Países anunciam retomada de negociações abrangentes sobre a Caxemira em fevereiro, um dia depois de encontro de cúpula

Índia e Paquistão retomam diálogo de paz

DA REDAÇÃO

Índia e Paquistão concordaram ontem em iniciar negociações de paz históricas em fevereiro, dois anos depois que os vizinhos hostis levaram o mundo à beira de uma possível guerra nuclear.
As negociações, definidas em reuniões realizadas sob severa proteção na capital paquistanesa, Islamabad, durante uma conferência de cúpula regional nesta semana, não terão limites definidos e incluirão todos os tópicos, incluindo a questão da Caxemira, no cerne dos 56 anos de desconfiança e ódio entre os dois países.
"Não há vencedores ou perdedores... Acredito que seja uma vitória para o mundo", declarou o ditador paquistanês, Pervez Musharraf. "Os povos de ambos os países querem a paz e a harmonia... As lideranças de ambos os países têm de estar à altura das aspirações de seus povos".
De acordo com uma declaração conjunta, Musharraf prometeu não permitir que seu país seja usado como refúgio para o terrorismo, e o premiê indiano, Atal Bihari Vajpayee, prometeu buscar uma solução para a Caxemira.
Não se ouviram ontem as usuais negativas do Paquistão de que dá apoio aos militantes islâmicos que combatem o domínio indiano no território em disputa, no Himalaia, nem as exigências indianas de que a infiltração de terroristas islâmicos fosse detida antes do início de um diálogo.
Já houve tentativas de pôr fim às disputas entre o Paquistão e a Índia, a mais recente das quais em negociações em julho de 2001 entre Vajpayee e Musharraf.
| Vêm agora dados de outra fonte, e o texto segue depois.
PR #1346, opened 2015-10-29
Post message export form to the correct URL

hodgestar:
Current we post it to the message list display URL, instead of the message export URL.


hodgestar:
Ready for review.

justinvdm:
:+1:, sorry for not catching this.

Um ataque de terroristas islâmicos contra o Parlamento indiano, em dezembro daquele ano, torpedeou as esperanças de paz e levou os dois países à beira de uma quarta e devastadora guerra aberta, agora com armas nucleares disponíveis nos dois lados.

Aliado dos EUA
Mas observadores de ambas as partes dizem que hoje a atmosfera é muito diferente. Musharraf, 60, se tornou um dos mais firmes aliados americanos, desde os ataques terroristas de 11 de setembro de 2001, e agiu firmemente contra grupos extremistas islâmicos em seu país. Seu governo proibiu mais de dez organizações e deteve mais de 500 suspeitos de integrar a rede terrorista Al Qaeda, a maior parte entregue aos EUA.
Washington pressionava os dois países a retomarem o processo de paz.
A despeito do cinismo inicial quanto à motivação de Musharraf, seu compromisso com o diálogo parece genuíno. Ele agora é claramente visto como inimigo mortal pelos militantes islâmicos que lutam pelo fim do domínio da Índia (país de maioria hindu) na Caxemira (majoritariamente muçulmana, como o Paquistão).
Musharraf já sobreviveu a três tentativas de assassinato por supostos grupos islâmicos, as duas mais recentes em dezembro. O último ataque, uma dupla bomba detonada por terroristas suicidas, que matou 16 pessoas, teria sido responsabilidade do Jaish-e-Mohammed, um grupo extremista da Caxemira, acredita o governo paquistanês.
Os rebeldes da Caxemira classificaram como entreguismo as notícias de ontem, um presságio dos desafios que terão de ser superados para que as negociações gerem uma paz duradoura.
"O acordo fechado pela Índia e pelo Paquistão é um massacre da causa de Caxemira", disse Amanullah Khan, presidente da Frente de Libertação da Caxemira, que favorece a independência da região. "Não é só uma reviravolta na posição paquistanesa, é uma completa traição."
E Syed Salahuddin, comandante do Hezb-ul Mujahedeen, o principal grupo que combate as tropas indianas, advertiu que as operações continuarão até que a Índia liberte ativistas encarcerados e prove sua sinceridade.
"A Índia deveria declarar que a Caxemira é um território sob disputa, libertar os líderes detidos em suas câmaras de tortura e recolher seus soldados aos quartéis", disse Salahuddin. "A menos que isso aconteça, os guerrilheiros continuarão com suas ações".
O acordo sobre o diálogo de paz foi selado em um telefonema feito por Vajpayee, 79, na manhã de ontem, um dia depois de seu encontro privado de uma hora com Musharraf na residência presidencial de Islamabad. Musharraf disse que ambos estavam exultantes e agradeceram um ao outro pela coragem demonstrada.
"Eu lhe desejei ótima saúde, e ele me desejou proteção", brincou Musharraf, em referência à idade de Vajpayee e às experiências do general paquistanês com ataques contra a sua vida.
O chanceler indiano, Yashwant Sinha, disse que os detalhes do acordo, como o local das negociações e o nível das autoridades envolvidas, ainda não haviam sido definidos, mas que as discussões já haviam começado e seriam abrangentes.
Um importante funcionário do governo indiano disse que as negociações girariam em torno de oito pontos, entre os quais a Caxemira e duas outras disputas territoriais, o combate ao terrorismo, o comércio e medidas de promoção da confiança.
Estima-se que mais de 30 mil pessoas morreram no conflito entre os dois países desde 1989.


Com o "New York Times"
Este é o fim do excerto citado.